To get back to our lives last month, we joined my parents on their ward camp out, but that was just after discovering Ammon had pneumonia (poor kid could hardly walk from the cabin to the bathrooms without coughing so hard he was gagging) so only Lydia stayed overnight with Grandpa and Kayleen and Ryan since the rest of us were sick.
One of the fun activities included these blow up balls you could get in and ram others. Lydia loved it. Ammon really got the raw end of the deal. Not only could he not join because of pneumonia, but also because he still had his arm in a cast.
Although he cried because he didn't get to sleep over and couldn't get in "the soccer balls", Ammon soon was able to get his cast off!
He actually cried more about getting the cast off than when he broke his arm! He didn't like how it looked and felt floppy (it actually startled me too, it was SO floppy - it didn't look right at all. And I think my reaction was what made him so nervous...whoops!). He felt like it was unsafe and wanted the security of his cast back on. The doctors convinced us that after a couple of days of use he wouldn't even notice it anymore, and they were right. It took a lot of reminders and convincing on our part to get Ammon to use his right arm again, but now you would never know he broke it. Hooray!
Of course, in September football season is in full swing, so I did an impromptu photo shoot of Kendrick in his BYU outfit.

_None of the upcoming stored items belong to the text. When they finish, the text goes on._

Issue #1149, opened 2022-11-08
[S1123] Write acceptance tests for secure and reliable connectivity to Wasabi


rija:
* [x] Identify and setup all Wasabi policies that need tested
* [x] Write  wasabi.feature:

Examples:

Given I have a file "dummy.txt"
And I use developer configuration
When I transfer it to "test/gigadb-datasets"
Then It should succeed

Given I have a file "dummy.txt"
And I use developer configuration
When I transfer it to "live/gigadb-datasets"
Then It should not succeed

Given I have a file "dummy.txt"
And I use migration configuration
When I transfer it to "live/gigadb-datasets"
Then It should succeed

Given a file "dummy.txt" exists on Wasabi in "live/gigadb-datasets"
And I use migration configuration
When I delete it from "live/gigadb-datasets"
Then It should not succeed

* [x] Implement the steps

PR #1177, opened 2022-12-11
Wasabi policies and acceptance tests

rija:
# Pull request for issue: #1149

* persistence of all policies in use in single JSON files
* Automated acceptance tests that test and document those policies

## How to test?

The acceptance tests defined in ``tests/Wasabi.feature`` will exercise the applied policies and must no fail:

```
$ docker-compose run --rm codecept run --no-redirect --debug --fail-fast -g wasabi acceptance
```

For each capability:
 
* we create a single JSON file policy
* ensure it's not hardcoding any user or group, so the policy can be reused
* mention it's in filename the Wasabi environment it applies to
* create the policy in Wasabi
* associate the policy to the appropriate user or group

Then we write the test scenario corresponding to the application of the policy.

A prerequisite for acceptance tests to run is configuring rclone with the appropriate credentials.
This is done by storing credentials for each policy beneficiary that need tested in Gitlab Variables.
To avoid each developers running the tests to have to set them, they are already set up on the ``Forks`` and ``Upstream`` projects. **There's nothing for you to do**. Below is the list of variables

| Variable name | comment |
| -- | -- |
| MIGRATION_ALT_WASABI_ACCESS_KEY_ID  | dangerous to use real access/secret key, so create an ALTernative set for running the tests |
| MIGRATION_ALT_WASABI_SECRET_ACCESS_KEY | dangerous to use real access/secret key, so create an ALTernative set for running the tests | 
| CODECEPTDEV_WASABI_ACCESS_KEY_ID  | the default set of keys for a user of Developer group dedicated to testing |
| CODECEPTDEV_WASABI_SECRET_ACCESS_KEY | the default set of keys for a user of Developer group dedicated to testing |  
| CODECEPTCUR_WASABI_ACCESS_KEY_ID  | the default set of keys for a user of Curator group dedicated to testing |
|CODECEPTCUR_WASABI_SECRET_ACCESS_KEY | the default set of keys for a user of Curator group dedicated to testing |  

Rclone is then called with appropriate commands and test data in each step implementation to test the effect of the policy.

The scenario for the admin role, required programmatically requesting assuming that role in order to obtain temporary credentials (access key, secret key and session token) that embody the elevated permission.
This is done by [using the StsClient class from the AWS SDK for PHP](https://github.com/awsdocs/aws-doc-sdk-examples/blob/main/php/example_code/sts/AssumeRole.php).


pli888 (changes requested):
I think the code looks good and I managed to get all the tests passing. Before executing the command to run the tests though, you need to `./up.sh` the docker services but this is where I had a couple of problems:

I encountered this error:
```
Error response from daemon: pull access denied for deployment_application, repository does not exist or may require 'docker login': denied: requested access to the resource is denied
```
This was fixed by editing `docker-compose.yml` on line 159 to:
```
image: ${COMPOSE_PROJECT_NAME}-application:latest
```

I also had this error when running `./up.sh`:
```
yiisoft/yii2-composer contains a Composer plugin which is blocked by your allow-plugins config.
```
I ran the command below to fix this error:
```
$ docker-compose run --rm console composer config --no-plugins allow-plugins.yiisoft/yii2-composer true
```

All of the Docker services were then able to start and all the Wasabi acceptance tests passed after executing them using:
```
$ docker-compose run --rm codecept run --no-redirect --debug --fail-fast -g wasabi acceptance
```

rija:
Hi @pli888, @kencho51  

Thanks, I've updated the ``composer.json`` for FUW so it won't show the error message for ``yii2-composer``. All our other composer config files already had the ``allow-plugins`` section with ``yii2-composer`` in it.

kencho51 (approved):
Hi @rija,

**praise:** It is brilliant that implementing automatic tests on a backup process regarding different user group and different environment, which makes our tool reliable as it has been tested thoroughly.

**praise:**  The implementation in the `DeveloperSteps.php` is inspiring,  the way of how we are going to use a tool actually could be tested.

**question(non-blocking):** In policies `AllowReadWriteContentOn*.json`, each action has an empty object `"Condition": {}`, what's the  purpose of this? Or it can be removed as it is empty?

**polish(non-blocking):** I executed `phpcs --standard=PSR12 tests/_support` and it returned:
```
FILE: /gigadb-website/tests/_support/DeveloperSteps.php
--------------------------------------------------------------------------------------------------------
FOUND 1 ERROR AND 15 WARNINGS AFFECTING 16 LINES
--------------------------------------------------------------------------------------------------------
  13 | ERROR   | Each class must be in a namespace of at least one level (a top-level vendor name)
``` 
And line 13 is `class DeveloperSteps extends \Codeception\Actor `.

After getting the latest commits, the `Wasabi.feature` is passing on both my dev and gitlab pipeline. The code looks good to me too, so I am happy to approve this PR.

pli888 (approved):
I confirm there is no plugin error message now when I execute `./up.sh`. All Wasabi acceptance tests are still passing for me. I also confirm that when logged into the Wasabi web console using my developer account, I confirm I cannot upload or delete files in the `live` directory.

He wore out after about ten seconds of smiling, but I was able to use our outtakes to describe our unfortunate loss against the Utes.
The game was just bad, in so many ways.
What was good was walking in to this sight:
Two of my favorites: my children and books. Combined, they make my heart sing.

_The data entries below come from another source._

Issue #1056, opened 2022-06-13
bug found when viewing dataset after adding a new dataset-manuscript link via admin pages


only1chunts:
## User story

>As a curator
>I want to add a manuscript DOI link via the admin page https://beta.gigadb.org/adminManuscript/admin
>So that when a manuscript is given a DOI we can include that in the GigaDB entry

I suspect the issue is that the manuscript DOI I have entered is not YET published by OUP, they have only pre-assigned it, this means that the DOI is not valid and will not appear in cross-ref yet, effectively its a broken link, but we know that it will (eventually) be published and provide the correct link to the MS within the next X days/weeks depending on how fast/slow OUP production is or if there is any embargo on the manuscript.
The example that brought about this ticket is: https://beta.gigadb.org/dataset/view/id/102215
But if my suspicion is correct then that page will not be broken as soon as the DOI is minted by OUP, so depending on when this ticket gets looked it, it might not be showing an error message. Screen attached below shows what I see at the moment:

![image](https://user-images.githubusercontent.com/6037145/173389680-9310bbea-6ce7-4b85-b282-c83800945463.png)

## Acceptance criteria

>Given I add a manuscript link that is currently not "live"
>When I visit the relevant public dataset page
>Then the web page is still displayed but not displaying the link to the manuscript (until that MS DOI is live)

## Additional Info

Seems like the DOI is being used to retrieve citation information. If DOI link is broken then the dataset page is not displayed. Need to check the code that fetches information catches this particular problem.

## Product Backlog Item Ready Checklist

* [ ] Business value is clearly articulated
* [ ] Item is understood enough by the IT team so it can make an informed decision as to whether it can complete this item
* [ ] Dependencies are identified and no external dependencies would block this item from being completed
* [ ] At the time of the scheduled sprint, the IT team has the appropriate composition to complete this item
* [ ] This item is estimated and small enough to comfortably be completed in one sprint
* [ ] Acceptance criteria are clear and testable
* [ ] Performance criteria, if any, are defined and testable
* [ ] The Scrum team understands how to demonstrate this item at the sprint review

## Product Backlog Item Done Checklist

* [ ] Item(s) in increment pass all Acceptance Criteria
* [ ] Code is refactored to best practices and coding standards
* [ ] Documentation is updated as needed
* [ ] Data security has not been compromised (with particular reference to the personal information we hold in GigaDB)
* [ ] No deviation from the team technology stack and software architecture has been introduced
[...]

PR #1187, opened 2023-01-04
Retrieve datacite text using try catch

kencho51:
# Pull request for issue: #1056 and #1203

This PR tries to fix:
1. #1056

After logging in as admin, and update the `identifier` in `/adminManuscript` page:
  - if the identifier is not found in https://doi.org, the request exception `404 Not Found` would be handled, and the dataset page (/dataset/view/id/$doi) would work.
 
2. #1203

In dataset page, and try to get the citation text in the `Cite Dataset` box:
  - if the identifier is not found in https://data.datacite.org/, the request exception `404 Not Found` would be handled and trigger the action of hiding the `Cite Dataset` box.

##### In dev:
For #1056:
a. Manual test
```
% cd /gigadb-website
% ./up.sh
# update the identifier to `10.1186/s13742-015-9999-9` in http://gigadb.gigasciencejournal.com:9170/adminManuscript/update/id/281
# go to http://gigadb.gigasciencejournal.com:9170/dataset/view/id/100142, the page would work
```

b. Automatic test
```
# Functional test
 % docker-compose run --rm test ./vendor/codeception/codeception/codecept run functional StoreDatasetConnectionsCest -v                                            
Creating deployment_test_run ... done
Running with seed: 


Functional Tests (1) ---------------------------------------------------------------------------------------------------------------------------------
Modules: Db, \Helper\Functional, \Helper\MailHelper, Asserts, PhpBrowser
------------------------------------------------------------------------------------------------------------------------------------------------------
✔ StoreDatasetConnectionsCest: Try view the dataset page with not found identifier (4.99s)
------------------------------------------------------------------------------------------------------------------------------------------------------


Time: 30.07 seconds, Memory: 16.00MB

OK (1 test, 1 assertion)
```

2. For #1203 
a. Manual test
```
% cd /gigadb-website
% ./up.sh

 # then go to http://gigadb.gigasciencejournal.com:9170/dataset/300070, and the `Cite Dataset` button could not be found.
 ```
b. Automatic tests:
```
# Acceptance test
 % docker-compose run --rm codecept run --no-redirect -g cite-dataset-button acceptance
Creating deployment_codecept_run ... done
Codeception PHP Testing Framework v5.0.4 https://helpukrainewin.org
[Groups] issue-1056 

Acceptance Tests (3) -----------------------------------------------------------------------------------------------------------------------------------
✔ a user visit the dataset page: Display the cite dataset dropdown box content (21.17s)
✔ a user visit the dataset page: Display the citation text from datacite (20.46s)
✔ a user visit the dataset page: Display no Cite Dataset button when bad request (4.37s)
--------------------------------------------------------------------------------------------------------------------------------------------------------
Time: 01:13.112, Memory: 12.00 MB

OK (3 tests, 6 assertions)
```

##### In staging:
1. Manual test for #1056:
  - go to staging gigadb website and log in as admin.
  - update the identifier to `10.1186/s13742-015-9999-9` or any other random one in `/adminManuscript/view/id/38`
  - go to `/dataset/view/id/100142`

For #1056 
For updating the `identifier` in `/adminManuscript/update/id/$id`, an additional  catch block `ClientException` is implemented to capture the `404 Not Found` exception.

For #1203 
For `Cite Dataset` box in the dataset page,  the `Text` button will make a request to `https://data.datacite.org/` and return the text citation in a new page. By implementing  `DownloadService` component class,  the exception would be caught, and then `Cite Dataset`  button would be hidden.

The exception message will be logged using `yii::log` method.

Difficult to identify the dataset in staging that the DOI has not been minted by `https://data.datacite.org/` for manual testing.

None.

None.

##### Bring in legacy unit tests
1. Bring in 39/48 of legacy unit test files in `protected/unit/` to `tests/unit/`. 
2. Update the class name from `AffilateUserIdentityTest` to `AffiliateUserIdentityTest` for the `tests/unit/AffiliateUserIdentityTest.php`
5. Update the file name from `DatasetFildedropTest.php` to `DatasetFiledropTest.php` for the `protected/tests/unit/DatasetFiledropTest.php`

```
# Run the updated unit tests
% docker-compose run --rm test ./vendor/codeception/codeception/codecept run unit
....
-----------------------------------------------------------------------------------------------------------------------


Time: 53.83 seconds, Memory: 28.00MB

OK (219 tests, 637 assertions)

# Run the legacy unit tests
% ./tests/unit_runner
....
Time: 18.67 seconds, Memory: 24.00MB

OK (81 tests, 251 assertions)
```

None.

### CODE REVIEW

File: protected/views/dataset/view.php [hunk 1]
```diff
@@ -51,15 +51,29 @@
                                             <div class="dropdown-box">
                                                 <button id="CiteDataset" class="drop-citation-btn dropdown-toggle" type="button" data-toggle="dropdown">Cite Dataset<span class="caret"></span></button>
                                                 <?php
-                                                $text = file_get_contents('https://data.datacite.org/text/x-bibliography/10.5524/' . $model->identifier);
-                                                $clean_text = strip_tags(preg_replace("/&#?[a-z0-9]+;/i", "", $text));
+                                                $url = 'https://data.datacite.org/text/x-bibliography/10.5524/' . $model->identifier;
+                                                $webClient = new GuzzleHttp\Client();
```
pli888: **thought:** If we want to fetch information from an external source such as DataCite - this functionality is related to what the [DownloadService](https://github.com/gigascience/gigadb-website/blob/develop/protected/components/DownloadService.php) component class provides?

pli888 (commented):
There are two parts to this PR:
  * Conditional display of the `Cite Dataset` button based on whether citation for the dataset can be fetched from a [datacite.org](http://datacite.org/) URL containing the dataset identifier. If URL is not resolvable, e.g. 404 error message then error is caught and button is not displayed.
  * Display citation for the manuscript publication reporting the dataset in the Additional details section. The manuscript citation comes from https://doi.org/. If the [doi.org](http://doi.org/) URL does not work with the manuscript identifier then the error is caught and dataset page is displayed instead of hanging.

**praise:** The functionality works. To test the PR, I updated dataset 100142's associated manuscript with a fake DOI: 10.1186/s13742-015-9999-9. When I go to http://gigadb.gigasciencejournal.com:9170/dataset/view/id/100142, the new code catches the error when trying to fetch manuscript information and dataset page fully loads.

**praise:** The Cite Dataset button is now not displayed for http://gigadb.gigasciencejournal.com:9170/dataset/300070, because it does not an associated manuscript.

**praise:** All acceptance tests are passing. The functional test is passing.

**issue:** `Read the peer-reviewed publication(s):` is displayed on the dataset page even when there is no manuscript citation in the Additional details section. For example, see http://gigadb.gigasciencejournal.com:9170/dataset/view/id/100142. Is it possible to not have `Read the peer-reviewed publication(s):` displayed when there is no manuscript information to be shown?

only1chunts:
Hi,
Maybe i'm mis-understanding something here but I would like to claify....
1 - 

> praise: The Cite Dataset button is now not displayed for http://gigadb.gigasciencejournal.com:9170/dataset/300070, because it does not an associated manuscript.

This is not the correct behaviour? The Cite Dataset button has nothing to do with the linked manuscript and should always be displayed.

2 - 

> issue: Read the peer-reviewed publication(s): is displayed on the dataset page even when there is no manuscript citation in the Additional details section. For example, see http://gigadb.gigasciencejournal.com:9170/dataset/view/id/100142. Is it possible to not have Read the peer-reviewed publication(s): displayed when there is no manuscript information to be shown?

100142 does have a linked manuscript in live, so unless its been deleted from this test server then there should be something displayed.

kencho51:
Hi @only1chunts,

> This is not the correct behaviour? The Cite Dataset button has nothing to do with the linked manuscript and should always be displayed.

The `Cite Dataset` button on dataset page will try to retrieve citation information from `https://data.datacite.org/$identifier`, if the link is broken, `404 Not Found` would be resulted when `Text` is clicked.
Take this url (https://data.crosscite.org/text/x-bibliography/10.5524/109999)  as an example, you would get  get this error `The resource you are looking for doesn't exist.` 
By hiding the `Text` option can prevent someone seeing that error page. For the same reason, the options for `RIS` (https://data.crosscite.org/application/x-research-info-systems/10.5524/109999) and `BibTex` ( https://data.crosscite.org/application/x-bibtex/10.5524/109999) could also be hidden. So, as a result, hiding the `Cite Dataset` button seems to be a fix for all.

only1chunts:
There is something very off with this ticket. I think we need to discuss the actions as it doesn't all make sense. The two parts to this ticket are completely separate, yet they are being merged together here which makes it impossible to tell which fixes/tests are for which of the issues.
The Cite Dataset Button has nothing to do with manuscript links, so why does the manual test say "change the manuscript link in the admin page and look at the Cite dataset button on the staging server"? this is not logical as they are unrelated so one should not affect the other. If it does then we have a problem.
Maybe the implemented functions are correct, i.e. If any call to datacite fails then dont show that part of the page, but the testing of it is definately questionable.

pli888:
@only1chunts I think the PR could have been better structured so it is more clearer. The way I understand it is that this PR is to do with fixing the display of the manuscript citation in a dataset page in the Additional information section. The work to do with the `Cite Dataset` button and its manual testing is technical debt repayment and would have been better placed under this heading in the PR.

tests/acceptance/DatasetView.feature
```diff
@@ -143,3 +143,29 @@ Feature: a user visit the dataset page
     When I am on "/dataset/100935"
     Then I should see "Github links"
     And I should see "https://github.com/cihga39871/Atria"
+
+  @ok @issue-1056
```
pli888: **:suggestion** In a few months time, I will have forgotten what issue 1056 was about. I think a better tag to use would be something like `@cite-dataset-button`

rija (commented):
**praise:** successfully replicated the instructions in "How to test" sections
**praise:** the new functional tests and acceptance tests scenarios pass and look fine to me
**issue:**  broken publication links should not be present in the returned array
the `getPublications()` function return a list of links to be ultimately shown by the view for display, if there is no link nothing is displayed,
If a link has a problem (and therefore caught by a try...catch block), it should not be part of the returned array.
As it stands now, I think there still is a link row added to the array even if the publication link has errored. That's the probable cause of the issue @pli888 referred to
**polish:** check PSR12 on `protected/components/StoredDatasetConnections.php`, `protected/views/dataset/view.php`, and `tests/_support/AcceptanceTester.php`

rija (commented):
**praise:** good job moving most of the legacy tests over to Codeception

kencho51:
Hi @pli888 and @rija,

By adding condition `&& null !== $publications['citation']` [5db2a50](https://github.com/gigascience/gigadb-website/pull/1187/commits/5db2a50903b38b12c9882ccc7d86826d6a8d7191) in the `/protected/view/dataset/view.php`, the `Read the peer-reviewed publication(s):` on the dataset page now will be hidden if the link is broken.

But the array returned by the `getPublications()` still contains the ['citation'] entry with empty value.

rija:
@kencho51 remember the try/catch is inside a loop, if you end up in a catch block you should skip that iteration, no reason to perform the rest  of the loop block in that case. It's not correct to return an array with dodgy data in it

kencho51:
Hi @rija,


> @kencho51 remember the try/catch is inside a loop, if you end up in a catch block you should skip that iteration, no reason to perform the rest of the loop block in that case. It's not correct to return an array with dodgy data in it

In this [eb9e76f](https://github.com/gigascience/gigadb-website/pull/1187/commits/eb9e76fb9ff0f71177550d6c546b9868fdd7239c), the loop is inside the try/catch block, so if there is an exception, the loop would be skipped and the array returned would be empty.

The functional test and the unit test have been updated aw well.

rija:
Hi @kencho51,

I think putting the try/catch block outside a loop may cause problems:
If we have a list of links, and the first link is problematic, an Exception will trigger the catch block which is outside the loop.
That means, that none of the remaining links will make it to the global returned array, which is not good.

When I said "you should skip that iteration", I meant it literally, using the [continue](https://www.php.net/manual/en/control-structures.continue.php) directive.

rija (changes requested):
Hi @kencho51,

**praise:** Can see only working links are returned to the views from domain layer for publication links
**issue:** there is block of code in `protected/views/dataset/view.php` that still has the potential to blow up to the user screen:

```
 57.   $textFileExist = DownloadService::fileExists($url);
 58.  if ($textFileExist) {
 59.  	$textFile = DownloadService::downloadFile($url);
```
If a network failure happen between the moment line 57 is executed and the moment line 59 is executed, an uncaught exception will be displayed to the user 
Because `DownloadService::downloadFile` throws a generic PHP exception (which is also not optimal) and the view code is not catching it.
**suggestion:** One way out of it, is you could forgo the use of `DownloadService::fileExists` and just wrap line 59 in try/catch
With the `$showButton = false;` in the catch block, and the `$showButton = true;` in the try block

`DownloadService::downloadFile()` throws a generic PHP Exception, which could be then one you need to catch, but it's not the correct exception for it to throw.
Ideally, in that function (I know it's not code you wrote, but I missed it last time), we should check using a `switch case` block, the different response codes (not just 200 vs everything else) and then throw the appropriate exception as listed here: https://docs.guzzlephp.org/en/stable/quickstart.html#exceptions
But an easier and still correct for now implementation would be to throw `GuzzleHttp\Exception\BadResponseException` instead of the generic PHP exception and catch it in the code in `protected/views/dataset/view.php`
You DON'T need to modify `protected/commands/FilesCommand.php`'s `actionUpdateMD5FileAttributes()`, the original function that needed `DownloadService::downloadFile()`, because that function is somehow catching `\GuzzleHttp\Exception\GuzzleException` which is the interface also implemented by `GuzzleHttp\Exception\BadResponseException`'s parent class, so the suggested change will still work with that code (because of the L in SOLID principles)

kencho51:
Hi @rija and @pli888 ,

The `downloadFile()` has been updated to throw `GuzzleHttp\Exception\BadResponseException`, and it will be caught in the `protected/views/dataset/view.php`.

Although the `downloadFile()` function may throw other `GuzzleException`, the caller method needs to have  a catch block to handle it, such as `actionUpdateMD5FileAttributes()` already has one.

So, please have a look of this PR again.

rija (approved):
Hi @kencho51

praise: the code and usage of `throw` and `try...catch` in the `DownloadService` and the view look good to me
praise: the `DownloadService`'s `downloadFile()` method now throws a relevant exception

LGTM, happy to approve

pli888 (approved):
**praise:** I can see the downloadFile function in DownloadService class now returns a more appropriate BadResponseException if the response status code is not 200. The BadResponseException will be caught in the dataset view class if it fails to retrieve citation data for a manuscript from DataCite and disable display of the cite dataset button due to the `showButton` Boolean variable being false.

@kencho51 I approve this PR.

I hope my children develop the love that I have for reading. This makes me think they are on the right track.
Kendrick's hair is getting rather long and after bath time it gets quite poofy and silly-looking.

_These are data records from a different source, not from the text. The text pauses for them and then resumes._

PR #2297, opened 2022-01-13
ENH: add distance along the Hilbert Curve

jorisvandenbossche:
This is a numpy-based implementation of the distance along the Hilbert Curve, similar as we have in [dask-geopandas](https://github.com/geopandas/dask-geopandas/blob/main/dask_geopandas/hilbert_distance.py) but thus not using numba but a vectorized implementation based on the version in GEOS (which is basically https://github.com/rawrunprotected/hilbert_curves)

With the version of GEOS / https://github.com/rawrunprotected/hilbert_curves, it was actually trivially to have it run vectorized on a numpy array of discrete coordinates as well (literally the same code).

I am directly creating a PR in geopandas here, and not in dask-geopandas, since this is a feature we were thinking to move to base geopandas anyway (we can use it here as well to sort geometries).

This still needs tests, docs, and hooking it up in the public API, etc.


jorisvandenbossche:
Based on a first test, this new implementation gives the same result as the dask-geopandas one, while actually being faster. On 1 million points, I get ca 500ms for the numba-based implementation of dask-geopandas vs ~80ms for this numpy-based implementation. 
(this is only for the lower-level encoding of discrete coordinates to distance, so the actual difference starting from a GeoSeries will be smaller)

Notebook: https://notebooksharing.space/view/fb83908941339cc7654dbe271c02b2df49eaf8cc4d434077da58066f9cd1ff86#displayOptions=

martinfleis:
I suggest using this implementation in `dask-geopandas` as well (before we do 0.1 release) as it allows us dropping `numba` as a dependency.

jorisvandenbossche:
> I suggest using this implementation in dask-geopandas as well (before we do 0.1 release) as it allows us dropping numba as a dependency.

Ah, yes, that's a good point. I think we can duplicate it on the short term, and later remove it again from dask-geopandas to rely on the geopandas version.

brendan-ward:
What about adding this in Shapely instead of GeoPandas?  This seems more tightly coupled to working with geometries than to GeoPandas specifically, and may be easier to leverage anything from GEOS C API if this becomes available there and is more performant than the numpy solution.

geopandas/tools/hilbert_curve.py
```diff
@@ -0,0 +1,172 @@
+import pandas as pd
+import numpy as np
+
+
+def _hilbert_distance(gdf, total_bounds, p):
+    """
+    Calculate hilbert distance for a GeoDataFrame
```
brendan-ward, line 7:
```suggestion
    Calculate distance along a Hilbert curve a GeoDataFrame
```

geopandas/tools/hilbert_curve.py
```diff
@@ -0,0 +1,172 @@
...
+    int coordinates
```
brendan-ward, line 8:
```suggestion
```
(unclear on what `int coordinates` is supposed to refer to)

geopandas/tools/hilbert_curve.py
```diff
@@ -0,0 +1,172 @@
...
+
+    Parameters
+    ----------
+    gdf : GeoDataFrame
+
+    total_bounds : Total bounds of geometries - array
+
+    p : The number of iterations used in constructing the Hilbert curve
```
brendan-ward, line 16: Elsewhere (GEOS, [Wikipedia](https://en.wikipedia.org/wiki/Hilbert_curve)) refers to this as `level` instead.  Suggest using `level` here.

geopandas/tools/hilbert_curve.py
```diff
@@ -0,0 +1,172 @@
...
+
+    Returns
+    ---------
+    Pandas Series containing hilbert distances
```
brendan-ward, line 20:
```suggestion
    Pandas Series containing Hilbert distances
```

martinfleis:
@brendan-ward I think that long-term, that is the best solution. I think that the main benefit of having it here right now is that we don't have to wait for shapely to release it and then expose it here about 3 releases from now.

geopandas/tools/hilbert_curve.py
```diff
@@ -0,0 +1,172 @@
...
+    side_length = 2 ** p
+
+    # Calculate x and y range of total bound coords - returns array
+    xmin, ymin, xmax, ymax = total_bounds
+
+    # Calculate mid points for x and y bound coords - returns array
+    x_mids = (bounds[:, 0] + bounds[:, 2]) / 2.0
+    y_mids = (bounds[:, 1] + bounds[:, 3]) / 2.0
+
+    # Transform continuous int to discrete int for each dimension
```
brendan-ward, line 64:
```suggestion
    # Transform continuous value to discrete integer for each dimension
```

(midpoints are floating point)

brendan-ward (commented):
A few minor docstring comments, but otherwise looks good.

(side note: the codecov messages make it quite a bit harder to review code, maybe those should be turned off or handled differently during review)

geopandas/tools/hilbert_curve.py
martinfleis: We also wanted to rename `p` in dask-geopandas. We thought about `precision` there but `level` could be fine as well. I guess that works for all options (Hilbert, Morton, Geohash?).

brendan-ward:
Simplification and likely speedup: instead of calculating the `total_bounds` of the input geometries, calculate the extent (in numpy) of their midpoints calculated here.  This should also lead to better distribution of geometries along the curve for geometries that have large extents (since it would be scaling their midpoints relative to each other rather than midpoints to the total bounds of the original geometries).

jorisvandenbossche:
> (side note: the codecov messages make it quite a bit harder to review code, maybe those should be turned off or handled differently during review)

Yeah, those are indeed annoying (it's because I didn't add any tests ..). Small hint that you can easily hide them all at once with:

Screenshot from 2022-01-28 09-03-43

jorisvandenbossche:
Thanks for the review @brendan-ward !

So I am first going to update https://github.com/geopandas/dask-geopandas/pull/134 with those comments, have that merged, and then just copy it over here (as mentioned by Martin, short term I think it's good to include this code in those several places, to make it easier to start using it, agreed that long term it would fit in shapely).

> Simplification and likely speedup: instead of calculating the `total_bounds` of the input geometries, calculate the extent (in numpy) of their midpoints calculated here. This should also lead to better distribution of geometries along the curve for geometries that have large extents (since it would be scaling their midpoints relative to each other rather than midpoints to the total bounds of the original geometries).

Yes, I actually already had a commit locally (pushed it now) that calculate the "total bounds" from the bounds, which we access anyway (and the underlying implementation of `total_bounds` in pygeos/shapely is exactly that, getting the `bounds` and calculating the min/max of that, so we were effectively extracting the bounds twice). 
But indeed I can take that a step further and only do this "total bounds" calculation after we calculated the midpoints.

geopandas/tools/hilbert_curve.py
jorisvandenbossche: Yes, for me `level` is fine as well.

geopandas/tools/hilbert_curve.py
```diff
@@ -0,0 +1,183 @@
...
+    p : The number of iterations used in constructing the Hilbert curve
+
+    Returns
+    ---------
+    Discrete two-dimensional numpy array
+    Two-dimensional array Array of hilbert distances for each geom
+    """
+
+    # Hilbert Side len
+    side_length = 2 ** p
```
brendan-ward, line 66: Note that in [GEOS this is calculated](https://github.com/libgeos/geos/blob/main/src/shape/fractal/HilbertEncoder.cpp#L32) as `(2 ** p)-1`

brendan-ward: > Did you notice that when comparing the results you got with GEOS?

Yes, that's how I spotted this.

In the [GEOS test](https://github.com/libgeos/geos/pull/556/commits/72caa8d833901db161a6471ec20e9a4b735bfd49#diff-7067e7dc083a60e06851744edf1d72c9e92b47585c1a941c719eea87f14cb790R61) I was using `POLYGON ((0 0, 0 1, 1 1, 1 0, 0 0))` at a level of 2, and in GeoPandas it yields 8 and in GEOS yields 2; when I use `(2 ** p)-1` in GeoPandas they match.

jorisvandenbossche: I corrected this in https://github.com/geopandas/dask-geopandas/pull/134 (will update here once it is finalized / merged in dask-geopandas)

jorisvandenbossche:
I think this was actually ready.

martinfleis:
Can you add a changelog note? Otherwise this seems to be ready.

martinfleis (approved):
Thanks!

And this boy started to pull himself up in September.
Now, a month later, he's a madman and pulls himself up on everything and walks along the furniture to get into everything, causing all sorts of trouble. Oh to go back to just pulling himself up onto his knees.
The main excitement of September was the return of school.
Lydia started 2nd grade with Mrs. Sipila.
Ammon started kindergarten with Mrs. Riggs.
Lydia started a week before Ammon and she was really excited. She loves everything about school and was ready to take on a new year. With her new haircut, she looked much too old and mature.
She has quickly made friends and complained about how boring math is. Her PE teacher, who adores her, sent her home with another prized eagle feather (a reward for good behavior) and it felt like Lydia never even left school.
Ammon had a bit harder time adjusting to Kindergarten. At first I was surprised, given how well he had done at preschool, but then a few days in we realized he had pneumonia and probably had been feeling terrible. Mix that with his shyness, loss of afternoon naps, and the overwhelming busyness of a big classroom, and it's no wonder he wished we were on vacation so he didn't have to go to school.
I thought it would be easier sending my second kid to kindergarten. But I found it was only a teeny-tiny sliver of a bit easier, and only because I knew what to expect. It still hurt just as much to know that now Ammon was starting on the path away from me. He was beginning down the same road that Lydia took a couple years ago, slowly headed for independence away from their mom.
I felt panicked that he wouldn't know what to do, that his shyness would disable him, that his cough would make him throw up at school, and that terrible things would happen without me. The poor guy was going to get overlooked and feel overwhelmed and it would just be terrible. Of course, I was being dramatic, and it did help that I knew his teacher from when Lydia had her, and she is AWESOME. I had faith in her and in Ammon to figure things out, but I had also gotten used to it being me and Ammon together. I missed my bud. And when he came home and said he had cried at recess because he had missed me I felt totally justified - see, he's mine, he's not ready, and we should stay together forever.
But my rational part keeps my in line and I knew Ammon would adjust and he would love school eventually. So I kept putting him on the bus. Though he cried the second day as well, he started to get used to the routine, recovered from being sick, and he now enjoys kindergarten. I love hearing about his afternoons at school. I can already tell that school is going to be quite different with him than Lydia. He's so much like his father and we already got a note home that he's working on focusing when instructions are given and knowing what to do when he doesn't know what to do. (when Brigham read that he said he got all sorts of flashbacks, haha) Ammon can read and do single digit addition and subtraction, but he obviously has plenty of other skills to start developing and I'm looking forward to seeing all that he can achieve and the joy on his face as he excels. He's one smart little boy!
It just stinks that he has to climb up those steps and ride away from me in order to be all that he can be. And yet I'm so happy that he gets to do so. The paradoxes of parenthood strike again!